As previously have said, I can run a hose to the river if needed.


----------



## Auntie (Oct 4, 2014)

SOCOM42 said:


> OK? Where else would it go???
> 
> Do they think, you would ship it out of state?
> 
> ...


I am really not sure where it would go other than back in the land in some form.


----------



## Targetshooter (Dec 4, 2015)

Yes and I have three ways to make it drinkable , I am sitting on 200 gals." 40, 5 gals. of sealed water " of drinking water now , and able to stock up about another 100 gals very fast . we rotate it every 3 months .


----------



## phrogman (Apr 17, 2014)

I have just over 100 gallons stored. I rotate it by using the jugs in my water dispenser. I also have a few hundred water bottles that I slowly rotate through. I don't have a catch system but I do have two big fresh water reservoirs within a few miles if things get bad. It's not ideal but it's all I have for now. I have plenty of sand and rock in the backyard in case I need to make a water filter.


----------



## Steve40th (Aug 17, 2016)

Can you just buy the water jugs, 5 gallons jugs for water coolers, and store them in a cool dry place?


----------



## RedLion (Sep 23, 2015)

Auntie said:


> I have quite a bit of water stored. Colorado has now approved 110 gallon collection for personal use with the stipulation that it be put back into the land.

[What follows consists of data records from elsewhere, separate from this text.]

PR #12, opened 2023-12-01
Add RFC for buffer varint encoding

bmcq-0:
[Rendered](https://github.com/bmcq-0/function-buffer-varints/blob/master/docs/function-buffer-varints.md)

### DIFF
--- a/docs/function-buffer-varints.md
+++ b/docs/function-buffer-varints.md
@@ -50,14 +50,16 @@ The functions above are inefficient and difficult to understand compared to a li
 The `buffer` library will receive 4 new functions:
 
 ```
-buffer.readleb128(b: buffer, offset: number): number
-buffer.readuleb128(b: buffer, offset: number): number
+buffer.readleb128(b: buffer, offset: number): (number, number)
+buffer.readuleb128(b: buffer, offset: number): (number, number)
 
-buffer.writeleb128(b: buffer, offset: number, value: number): ()
-buffer.writeuleb128(b: buffer, offset: number, value: number): ()
+buffer.writeleb128(b: buffer, offset: number, value: number): number
+buffer.writeuleb128(b: buffer, offset: number, value: number): number
 ```
 
 Since other numbers in the buffer library have unsigned and signed implementations, it also makes sense to include both options for varints.
+
+The functions take arguments similar to other read/write functions in the buffer library. However, they differ in that they return the amount of bytes that were read/written. In readleb128/readuleb128, this is the second return value. Having these functions return the count is necessary as it must be known in order for users to keep track of the buffer offset.
 
 ## Drawbacks
 
--- a/docs/function-buffer-varints.md
+++ b/docs/function-buffer-varints.md
@@ -53,7 +53,7 @@ The `buffer` library will receive 4 new functions:
 buffer.readleb128(b: buffer, offset: number): number
 buffer.readuleb128(b: buffer, offset: number): number
 
-buffer.readleb128(b: buffer, offset: number, value: number): ()
+buffer.writeleb128(b: buffer, offset: number, value: number): ()
 buffer.writeuleb128(b: buffer, offset: number, value: number): ()
 ```
 
--- a/docs/function-buffer-varints.md
+++ b/docs/function-buffer-varints.md
@@ -1,0 +1,70 @@
+# Varint Functions for Buffers
+
+## Summary
+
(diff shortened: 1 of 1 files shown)


docs/function-buffer-varints.md
```diff
@@ -0,0 +1,70 @@
...
+
+## Design
+
+The `buffer` library will receive 4 new functions:
+
+```
+buffer.readleb128(b: buffer, offset: number): number
+buffer.readuleb128(b: buffer, offset: number): number
+
+buffer.readleb128(b: buffer, offset: number, value: number): ()
```
TheGreatSageEqualToHeaven, line 56: Small nitpick, this should be `buffer.writeleb128`

docs/function-buffer-varints.md
```diff
@@ -0,0 +1,70 @@
...
+    if byte < 0x80 then
+      break
+    end
+    bits = bits + 7
+  end
+  return result
+end
+```
+
+The functions above are inefficient and difficult to understand compared to a native implementation. Implementations will also be needed for the corresponding signed functions.
```
vegorov-rbx, line 46: Please use 'library implementation' instead of 'built-in' (implies fastcalls) and 'native' (implies codegen).

And if fastcall/native was implied, we are unlikely to accept this.
Reason for that is that almost everything can be faster with a built-in or with native codegen, so it cannot be the only motivation to having it implemented that way.
It has to be supported by real-life use cases that are suffering by performance that regular C library implementation is able to provide or some other good reason.

WheretIB:
What's confusing about these functions is that you have no idea how many bytes were written or how many were read.
So if you have multiple varints to read, you don't know at which offsets each one of them is placed.

docs/function-buffer-varints.md
```diff
@@ -0,0 +1,72 @@
...
+These functions will write and read (U)LEB-128 variable-width integers (varints) from a buffer.
+
+## Motivation
+
+One of the top use cases for buffers is compressing and serializing data as small as possible. Numbers consume 8 bytes in their raw form but can be serialized in smaller sizes using buffers to reduce size. However, writing code to serialize as the smallest size can be tedious and confusing for less-experienced programmers.  
+
+The following are implementations of ULEB-128 reading/writing in Luau:
+
+```lua
+local function writeuleb128(stream, value)
```
vegorov-rbx, line 22: Please update the implementation examples to match what the proposed functions will do with a library implementation.
Right now they don't compile, incorrectly use the `buffer` library functions and don't return the proposed results.
It would be nice to also convert the argument value to integer number using `bit32` library.

vegorov-rbx:
From the support and not that many problems being reported, we are likely to move forward with this proposal (unless new issues are raised).
Having said that, we need to work to make the specification clean and precise.

docs/function-buffer-varints.md
TheGreatSageEqualToHeaven: @bmcq-0 You can update your read implementation with this, adjust accordingly.

```lua
	local function readByte()
		local byte = buffer_readu8(stream, position)
		position = position + 1
		return byte
	end

	local function readVarInt()
		local result = 0

		for i = 0, 4 do
			local value = readByte()
			result = bit32.bor(result, bit32.lshift(bit32.band(value, 0x7F), i * 7))
			if not bit32.btest(value, 0x80) then
				break
			end
		end

		return result
	end
```

Dekkonot:
It's unclear to me, from reading the RFC, what the arguments to each function do. I understand intuitively because I'm a clever guy, but it feels like a bad idea to merge an RFC where intuitive understanding is a requirement.

Dekkonot:
> > It's unclear to me, from reading the RFC, what the arguments to each function do.
> 
> The arguments are the exact same as other read/write functions in the buffer library. Do you mean the return values?

There's a certain level of irony to me calling myself clever in the same message I made that level of mistake, but that is what I meant yes.

To be more specific since that last comment was poorly written: this RFC assumes prior knowledge of LEB128, which is probably a bad thing. A quick rundown of what it is and why you would use it over any other form of variable-length format would be good to include.

sircfenner:
The number of bytes used needs to be known *before* calling the write* functions because you need to know if the varint will fit within the buffer. Every user would have to implement this non-trivial calculation by themselves, which undermines the three main justifications in the proposal (speed, convenience, and not having to know the specifics of LEB128).

As a side note: the example code in the RFC does not do this size check at the necessary point.

PR #13, opened 2023-12-06
create `github:luau-lang/awesome` repository

junaga:
read the RFC commited


AmaranthineCodices:
While a good idea, this isn't something we want to take up. A collection repository like this should be maintained by the community, not by the Luau team.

Your part of the nation is thick with UN friendly fascist types.


----------



## Auntie (Oct 4, 2014)

RedLion said:


> Your part of the nation is thick with UN friendly fascist types.


I agree that we have quite a few liberals surrounding us. The place I live is hardworking, you have to earn it kind of people.


----------



## RedLion (Sep 23, 2015)

Auntie said:


> I agree that we have quite a few liberals surrounding us. The place I live is hardworking, you have to earn it kind of people.


Good to know that you have good folks around you.


----------



## Mad Trapper (Feb 12, 2014)

I have 1500-gal rainwater collection/storage capacity.

Filters and purifiers to transfer to 55- 10- 5- gal food grade barrels/drums. A whole bunch (50)?) of heavy duty 1-gal food grade jugs for kitchen use.


----------



## Salt-N-Pepper (Aug 18, 2014)

Water I have. We have a rain collection system on our house, on our outbuildings, plus we store inside in 55 gallon blue barrels.


----------



## Tennessee (Feb 1, 2014)

We have 36,000 gal of pool water that can be used in a SHTF


----------



## 7052 (Jul 1, 2014)

Mad Trapper said:


> I have 1500-gal rainwater collection/storage capacity.
> 
> Filters and purifiers to transfer to 55- 10- 5- gal food grade barrels/drums. A whole bunch (50)?) of heavy duty 1-gal food grade jugs for kitchen use.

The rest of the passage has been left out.